Here in Kent, for example, the average price paid for a home in 2024 was £400,679 – more than double the price of a home here twenty years ago.
That’s a lot of money – in 2023, the median Kent home cost almost ten times as much as median earnings, and the story is the same everywhere. In Swale, the ratio is ‘only’ 8.15x earnings, and in Tunbridge Wells it is an eye-watering 11.88x. By contrast, when my parents bought their home in the early 1980s, the national ratio was only around 3.6x – something I like to remind them when they complain about my generation having it easy.
Anyway, fundamentally this is why most of the millennial and Gen Z homeowners you know have only managed to buy a home with help, either from rich parents or perhaps a convenient inheritance. And it’s why there are many more millennial families who aren’t so lucky, and are trapped renting or living with parents.

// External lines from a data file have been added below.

Issue #1229, opened 2020-11-26
ImportError: SQSJob relies on sqsgenerator.core.sqs.ParallelSqsIterator, but this is unavailable


danjuzam:
When I tried to create an SQS job, an error occured:
> 
> from pyiron import Project
> pr = Project("sqs")
> job_sqs = pr.create_job(
...     job_type=pr.job_type.SQSJob, 
...     job_name="sqscalculation"
... )
Traceback (most recent call last):
  File "<stdin>", line 1, in <module>
  File "/isi/w/mut/Programme/miniconda3/lib/python3.8/site-packages/pyiron/project.py", line 167, in create_job
    job = JobType(
  File "/isi/w/mut/Programme/miniconda3/lib/python3.8/site-packages/pyiron_base/job/jobtype.py", line 92, in __new__
    job = job_class(project, job_name)
  File "/isi/w/mut/Programme/miniconda3/lib/python3.8/site-packages/pyiron/atomistics/job/sqs.py", line 144, in __init__
    _fail_if_imports_missing()
  File "/isi/w/mut/Programme/miniconda3/lib/python3.8/site-packages/pyiron/atomistics/job/sqs.py", line 64, in _fail_if_imports_missing
    raise ImportError("SQSJob relies on sqsgenerator.core.sqs.ParallelSqsIterator, but this is unavailable.")
ImportError: SQSJob relies on sqsgenerator.core.sqs.ParallelSqsIterator, but this is unavailable.

Any ideas what could be the reason for that?

jan-janssen:
The SQS code is an external tool which can be installed as separate conda package: 
```
conda install -c conda-forge sqsgenerator 
```
https://anaconda.org/conda-forge/sqsgenerator
https://github.com/dgehringer/sqsgenerator

danjuzam:
Ok, thank you. Is there a list where one can see which of the available job_types are included in the pyiron installation and which have to be installed separately (and then how)? That would be very helpful.

jan-janssen:
@danjuzam That is a great idea, here is a first list of codes and how to install them, the rest of the job types are available out of the box, but many of them require a quantum engine to evaluate energies and forces for a given structure. These quantum engines are commonly external codes. Still at least the open source codes can all be installed using conda. 

| code | job_type | How to install ? |
|------|----------|----------------|
| sqsgenerator | SQSJob, ParallelSqsIterator | `conda install -c conda-forge sqsgenerator` | 
[...]

PR #1230, opened 2020-11-26
Ever more detailed error messages

liamhuber:
In response to #1229 

There are a few python packages whose import we wrap in a `try/except`. These should fail as early as possible and with as clear an error message as possible.

I couldn't quickly find a way to wrap the other jobs @jan-janssen nicely collated in #1229 , but this PR could be either merged as-is or extended to give users early warning in even more cases.


liamhuber:
If we start using this sort of `_fail_if_imports_missing` in more places, we should refactor it out. I didn't see an existing `utils` module or any other good home, so for now we just duplicate the code (once).

liamhuber:
So this failure is actually not totally surprising; the trouble comes from the gpaw tests:

```python
1955
ERROR: setUpClass (gpaw.test_gpaw.TestGpaw)
1956
1957
1958
  File "/home/runner/work/pyiron/pyiron/tests/gpaw/test_gpaw.py", line 19, in setUpClass
1959
    job = Gpaw(
1960
  File "/home/runner/work/pyiron/pyiron/pyiron/gpaw/gpaw.py", line 45, in __init__
1961
    _fail_if_imports_missing()
1962
  File "/home/runner/work/pyiron/pyiron/pyiron/gpaw/gpaw.py", line 34, in _fail_if_imports_missing
1963
    raise ImportError(
1964
ImportError: Gpaw relies on the gpaw module but th is unavailable. Please ensure your python environment contains gpaw, e.g. by running `conda install -c conda-forge gpaw`.
1965

1966
```

Basically what's happening is that this fix makes the gpaw job type fail at instantiation instead of runtime (because failing earlier is better than later), but the gpaw tests don't actually run anything! So before this fix, the gpaw tests instantiated a gpaw job, wrote it to hdf, etc, but *never actually used any of the functionality from the `gpaw` library*!

So we have two choices: 
1) Allow instantiating a gpaw job, even when it will fail if you try to run it (or do some other things with it?)
2) Exclude the gpaw tests from the test systems that don't have gpaw available

I am obviously in favour of (2), but I wanted to get feedback...and maybe help with the exclusion setup.

jan-janssen:
> So we have two choices:
> 
> 1. Allow instantiating a gpaw job, even when it will fail if you try to run it (or do some other things with it?)
> 2. Exclude the gpaw tests from the test systems that don't have gpaw available
> 
> I am obviously in favour of (2), but I wanted to get feedback...and maybe help with the exclusion setup.

But that applies to most of our tests, we run VASP tests without VASP installed, LAMMPS test with LAMMPS installed and GPAW tests without GPAW installed. So I am wondering if we could provide a special flag for tests.

liamhuber:
> But that applies to most of our tests, we run VASP tests without VASP installed, LAMMPS test with LAMMPS installed and GPAW tests without GPAW installed. So I am wondering if we could provide a special flag for tests.

Hmm, let's think about it a bit. I think it's important to maintain failure at instantiation for the users, but I see the merit to doing non-running tests even when the modules aren't there. I'm sure there is an elegant solution, but the only patches I can think of ATM are very ham-fisted.

liamhuber:
So I've been thinking about this, and I feel the best solution is to uniformly switch over to giving a warning on the instantiation of an un-runable job instead of throwing an error. This satisfies my desire to have things fail (in the case warn) very early for users, but shouldn't break our tests.

I'll try to get this implemented by the end of the week...

liamhuber:
Ok, they're all just warnings.

I also think I caught all the relevant cases. `LammpsInteractive` was a red herring -- the jobs will run either way and we're just letting Windows machines have a free pass; for the relevant UNIX machines the try/except-wrapped package should automatically be installed when lammps is.

Pending on [pyiron/pyiron_base #116](https://github.com/pyiron/pyiron_base/pull/116)

liamhuber:
@jan-janssen the dependencies for this PR are [merged into pyiron_base](https://github.com/pyiron/pyiron_base/pull/116). Next time we have a base release and get the dependency updated on this repo, I'll merge master into this PR and it's ready to go.

jan-janssen:
@liamhuber I would like to merge https://github.com/pyiron/pyiron_base/pull/121 as it fixes https://github.com/pyiron/pyiron/issues/1267 once this is done I would suggest @pmrv or @niklassiemer or @muh-hassani take the chance and create a new release.

liamhuber:
With #1271 I expect this to now work.

jan-janssen (approved):
Looks good to me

It’s also why the situation is, if anything, even worse for people in social housing – or perhaps more accurately, people who are not yet in social housing, because in 2024 the housing waiting list for Kent and Medway combined was 17,656 households.

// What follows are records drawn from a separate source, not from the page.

PR #1236, opened 2020-11-30
Use new deprecate decorator

pmrv:
As anticipated there are a lot of instances where we only deprecate some arguments to a function, I will handle this in the next iteration of the decorator in pyiron_base and then update here.

There also some cases that I don't know how to handle, like this

https://github.com/pyiron/pyiron/blob/d410e585babd3b07326853de38134bd182b528bd/pyiron/lammps/interactive.py#L113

So this is all to say that Kent, like the rest of the country, is currently suffering from a profound housing crisis. And this isn’t just a problem for people who need somewhere to live – it’s also at the heart of many of our other problems too.
Why does life feel like such a struggle, even for people in traditionally well-paid, white-collar jobs? Because so much of our income is spent on housing. Why has the British economy been so sluggish for a generation? Because it’s not easy for people to move where there are jobs. And why is there such a stark intergenerational wealth gap? Because baby boomers are a generation of homeowners, and the younger generations are not.
However, there is a solution to Kent’s housing crisis. For as much as we may wish to pretend that the problem is that empty homes are not being used, or that greedy developers are ‘land banking’, or that the crisis can be mitigated through demand-side policies like rent controls, the reality is there is only one path out of this nightmare – and that is for Kent to build.
Time to build
What I describe above might be stark, but it shouldn’t be controversial. The need to build is widely recognised across the political spectrum by national leaders – which is why it is such a focus of the Labour government in Westminster, which is currently in the midst of passing a Planning and Infrastructure Bill to speed up planning approvals.
Nationally, the government has set a housing target of 1.5 million new homes before the next election, which means that Kent needs to build around 13,000 homes a year to keep pace.